Что такое панк сейчас? Это всего лишь повод для какого-нибудь идиота заработать денег в лондонском музее.
— Надо сказать, что я поздновато открыла для себя Sleaford Mods и параллельно с этим познакомилась еще с несколькими группами, среди которых Fat White Family…
— Мне нравятся Fat Whites. Я довольно близко знаком с их вокалистом Лиасом, мы с ним иногда переписываемся. Я также знаком с его братом Натаном и соавтором песен Соулом. Эти парни в полном порядке.
— …еще одна группа, которая попалась мне на глаза в это же время, — Slaves (Джейсон морщится). И очевидно, что NME получает огромное удовольствие, обостряя накал страстей между вами. Я так понимаю, что вам вообще насрать на все это, но журналисты этим кормятся.
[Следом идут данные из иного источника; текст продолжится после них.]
PR #2845, opened 2026-08-25
feat: add Raindex market SDK

findolor:
## Summary

- Add a product-neutral market catalog to the Rust SDK.
- Discover direct quote-token pairs from active Raindex orders through the existing local-database/subgraph query routing.
- Compute native/server-side order books, rolling 24-hour statistics, and recent trades, while using registry token entries only for metadata and variant normalization.

## Key decisions

- Active orders determine which markets exist. The registry does not need to list every indexed token and marketListed is not used.
- marketQuote identifies the quote token for a network; no stock category, symbol, ISIN, USDC address, or application-specific behavior is hardcoded.
- Discovery performs two filtered active-order reads per network: quote token in inputs and quote token in outputs. It does not scan the complete order dataset.
- Indexed name, symbol, and decimals are the fallback for tokens absent from the registry. Registry metadata enriches known tokens and canonicalizes declared unwrapped or legacy variants.
- Route reads through the ready local database when available and through the configured subgraph otherwise. There is no strict or partial multi-subgraph policy.
- Treat Raindex as an orderbook DEX: ticker IDs use contract addresses and executable orders provide depth, with no AMM pool ID or liquidity formula.
- Fetch the 24-hour trade candidate set once per chain and normalize only quote/base executions in memory.
- Perform ERC4626 ratio reads only for tokens that declare an unwrappedAddress or legacyAddress, and cycle configured RPCs with bounded per-attempt deadlines.
- Keep the full market snapshot native/server-side. The web page consumes the cached REST API so external consumers and the website display identical data.

## Validation

- cargo fmt --all -- --check
- git diff --check
- cargo test -p raindex_common --lib: 1,202 passed
- cargo check -p raindex_common --target wasm32-unknown-unknown
- cargo clippy -p raindex_common --lib --all-features -- -D warnings -D clippy::all
- npm run build -w @rainlanguage/raindex
- npm run test -w @rainlanguage/raindex: 124 passed

### DIFF
--- a/crates/common/src/raindex_client/markets/catalog.rs
+++ b/crates/common/src/raindex_client/markets/catalog.rs
@@ -1,0 +1,681 @@
+use super::*;
+use crate::raindex_client::vaults::RaindexVaultToken;
+use std::collections::BTreeSet;
+
+#[derive(Debug, Clone, PartialEq, Eq)]
+struct IndexedToken {
+    address: Address,
+    name: Option<String>,
+    symbol: Option<String>,
+    decimals: u8,
+}
+
+impl From<RaindexVaultToken> for IndexedToken {
+    fn from(token: RaindexVaultToken) -> Self {
+        Self {
+            address: token.raw_address(),
+            name: token.raw_name().map(ToOwned::to_owned),
+            symbol: token.raw_symbol().map(ToOwned::to_owned),
+            decimals: token.raw_decimals(),
+        }
+    }
+}
+
+#[derive(Debug, Clone)]
+struct IndexedOrder {
+    chain_id: u32,
+    raindex: Address,
+    inputs: Vec<IndexedToken>,
+    outputs: Vec<IndexedToken>,
+}
+
+impl From<RaindexOrder> for IndexedOrder {
+    fn from(order: RaindexOrder) -> Self {
+        Self {
+            chain_id: order.chain_id(),
+            raindex: order.raw_raindex(),
+            inputs: order
+                .input_vaults()
+                .iter()
+                .map(|vault| vault.token().into())
+                .collect(),
+            outputs: order
+                .output_vaults()
+                .iter()
+                .map(|vault| vault.token().into())
+                .collect(),
+        }
+    }
+}
+
+struct MarketAccumulator {
+    base: RaindexMarketToken,
+    quote: RaindexMarketToken,
+    raindex_addresses: BTreeSet<Address>,
+}
+
+pub(super) async fn discover_markets(
+    client: &RaindexClient,
+    options: &MarketListOptions,
+) -> Result<Vec<RaindexMarket>, RaindexError> {
+    let registry_tokens = client.get_all_tokens()?.into_values().collect::<Vec<_>>();
+    let quotes = quote_tokens(&registry_tokens, options)?;
+    if quotes.is_empty() {
+        return Ok(Vec::new());
+    }
+
+    let chain_ids = quotes.keys().copied().collect::<Vec<_>>();
+    let quote_addresses = quotes
+        .values()
+        .map(|quote| quote.address)
+        .collect::<Vec<_>>();
+    let orders = fetch_active_orders(client, chain_ids, quote_addresses).await?;
+    markets_from_indexed_orders(
+        orders.into_iter().map(IndexedOrder::from),
+        &registry_tokens,
+        &quotes,
+        options,
+    )
+}
+
+async fn fetch_active_orders(
+    client: &RaindexClient,
+    chain_ids: Vec<u32>,
+    quote_addresses: Vec<Address>,
+) -> Result<Vec<RaindexOrder>, RaindexError> {
+    let mut orders = Vec::new();
+    for filters in active_order_filters(quote_addresses) {
+        orders.extend(fetch_market_orders_paginated(client, chain_ids.clone(), filters).await?);
+    }
+    Ok(orders)
+}
+
+fn active_order_filters(quote_addresses: Vec<Address>) -> [GetOrdersFilters; 2] {
+    [
+        GetOrdersFilters {
+            active: Some(true),
+            tokens: Some(GetOrdersTokenFilter {
+                inputs: Some(quote_addresses.clone()),
+                outputs: None,
+            }),
+            ..Default::default()
+        },
+        GetOrdersFilters {
+            active: Some(true),
+            tokens: Some(GetOrdersTokenFilter {
+                inputs: None,
+                outputs: Some(quote_addresses),
+            }),
+            ..Default::default()
+        },
+    ]
+}
+
+fn quote_tokens(
+    tokens: &[TokenCfg],
+    options: &MarketListOptions,
+) -> Result<BTreeMap<u32, TokenCfg>, RaindexError> {
+    let selected_chains = options
+        .chain_ids
+        .as_ref()
+        .map(|ids| ids.iter().copied().collect::<HashSet<_>>());
+    let mut quotes = BTreeMap::<u32, BTreeMap<Address, TokenCfg>>::new();
+    for token in tokens.iter().filter(|token| {
+        extension_bool(token, MARKET_QUOTE_EXTENSION)
+            && selected_chains
+                .as_ref()
+                .is_none_or(|chains| chains.contains(&token.network.chain_id))
+    }) {
+        quotes
+            .entry(token.network.chain_id)
+            .or_default()
+            .entry(token.address)
+            .or_insert_with(|| token.clone());
+    }
+
+    quotes
+        .into_iter()
+        .map(|(chain_id, tokens)| match tokens.into_values().collect::<Vec<_>>().as_slice() {
+            [quote] => Ok((chain_id, quote.clone())),
+            _ => Err(RaindexError::PreflightError(format!(
+                "multiple tokens with {MARKET_QUOTE_EXTENSION}=true are configured for chain {chain_id}"
+            ))),
+        })
+        .collect()
+}
+
+fn markets_from_indexed_orders(
+    orders: impl IntoIterator<Item = IndexedOrder>,
+    registry_tokens: &[TokenCfg],
+    quotes: &BTreeMap<u32, TokenCfg>,
+    options: &MarketListOptions,
+) -> Result<Vec<RaindexMarket>, RaindexError> {
+    let registry_lookup = registry_token_lookup(registry_tokens)?;
+    let mut accumulators = BTreeMap::<(u32, Address), MarketAccumulator>::new();
+
+    for order in orders {
+        let Some(quote_cfg) = quotes.get(&order.chain_id) else {
+            continue;
+        };
+        let quote_address = quote_cfg.address;
+        let quote = market_token(quote_cfg)?;
+
+        if order
+            .inputs
+            .iter()
+            .any(|token| token.address == quote_address)
+        {
+            for token in order
+                .outputs
+                .iter()
+                .filter(|token| token.address != quote_address)
+            {
+                add_market(
+                    &mut accumulators,
+                    order.chain_id,
+                    order.raindex,
+                    token,
+                    quote.clone(),
+                    &registry_lookup,
+                )?;
+            }
+        }
+        if order
+            .outputs
+            .iter()
+            .any(|token| token.address == quote_address)
+        {
+            for token in order
+                .inputs
+                .iter()
+                .filter(|token| token.address != quote_address)
+            {
+                add_market(
+                    &mut accumulators,
+                    order.chain_id,
+                    order.raindex,
+                    token,
+                    quote.clone(),
+                    &registry_lookup,
+                )?;
+            }
+        }
+    }
+
+    let selected_tickers = options
+        .ticker_ids
+        .as_ref()
+        .map(|ids| ids.iter().cloned().collect::<HashSet<_>>());
+    let mut markets = accumulators
+        .into_values()
+        .map(|accumulator| {
+            let id = format!(
+                "{}:{:#x}:{:#x}",
+                accumulator.base.chain_id, accumulator.base.address, accumulator.quote.address
+            );
+            let ticker_id = format!(
+                "{:#x}_{:#x}",
+                accumulator.base.address, accumulator.quote.address
+            );
+            RaindexMarket {
+                id,
+                ticker_id,
+                chain_id: accumulator.base.chain_id,
+                base: accumulator.base,
+                quote: accumulator.quote,
+                raindex_addresses: accumulator.raindex_addresses.into_iter().collect(),
+            }
+        })
+        .filter(|market| {
+            selected_tickers
+                .as_ref()
+                .is_none_or(|tickers| tickers.contains(&market.ticker_id))
+        })
+        .collect::<Vec<_>>();
+    markets.sort_by(|a, b| {
+        (a.chain_id, a.base.symbol.as_str(), a.base.address).cmp(&(
+            b.chain_id,
+            b.base.symbol.as_str(),
+            b.base.address,
+        ))
+    });
+    Ok(markets)
+}
+
+fn add_market(
+    markets: &mut BTreeMap<(u32, Address), MarketAccumulator>,
+    chain_id: u32,
+    raindex: Address,
+    indexed_token: &IndexedToken,
+    quote: RaindexMarketToken,
+    registry_lookup: &HashMap<(u32, Address), TokenCfg>,
+) -> Result<(), RaindexError> {
+    let base = match registry_lookup.get(&(chain_id, indexed_token.address)) {
+        Some(token) => market_token(token)?,
+        None => indexed_market_token(chain_id, indexed_token),
+    };
+    if base.address == quote.address {
+        return Ok(());
+    }
+    markets
+        .entry((chain_id, base.address))
+        .and_modify(|market| {
+            market.raindex_addresses.insert(raindex);
+        })
+        .or_insert_with(|| MarketAccumulator {
+            base,
+            quote,
+            raindex_addresses: BTreeSet::from([raindex]),
+        });
+    Ok(())
+}
+
+fn registry_token_lookup(
+    tokens: &[TokenCfg],
+) -> Result<HashMap<(u32, Address), TokenCfg>, RaindexError> {
+    let mut sorted = tokens.to_vec();
+    sorted.sort_by_key(|token| (token.network.chain_id, token.address, token.key.clone()));
+    let mut lookup = sorted
+        .iter()
+        .map(|token| ((token.network.chain_id, token.address), token.clone()))
+        .collect::<HashMap<_, _>>();
+
+    // Variant declarations intentionally override an exact-address registry entry:
+    // an indexed legacy or underlying token still belongs to the declared canonical market.
+    for token in sorted {
+        for address in [
+            extension_address(&token, "unwrappedAddress")?,
+            extension_address(&token, "legacyAddress")?,
+        ]
+        .into_iter()
+        .flatten()
+        {
+            lookup.insert((token.network.chain_id, address), token.clone());
+        }
+    }
+    Ok(lookup)
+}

— Так и есть. Невозможно съязвить в Твиттере — журналисты хватаются за любую возможность, чтобы сделать из этого заголовок. Я не придавал этому особого значения — я сказал то, что хотел сказать. Приходится принять тот факт, что мы — прибыль для СМИ, с этим ничего не поделаешь. Поэтому я учусь — я говорю, что учусь, но на самом деле постоянно попадаюсь на одном и том же (смеется) — держать язык за зубами. У нас уже нет необходимости лишний раз мелькать в прессе, как и нет смысла делать рекламу для групп, которые мне не нравятся. Тем более разговоры о людях, не затрагивающих струны моей души, так или иначе ставят их в один ассоциативный ряд со мной — мне этого точно не надо. Так что — по-хорошему — мне следовало бы заткнуться.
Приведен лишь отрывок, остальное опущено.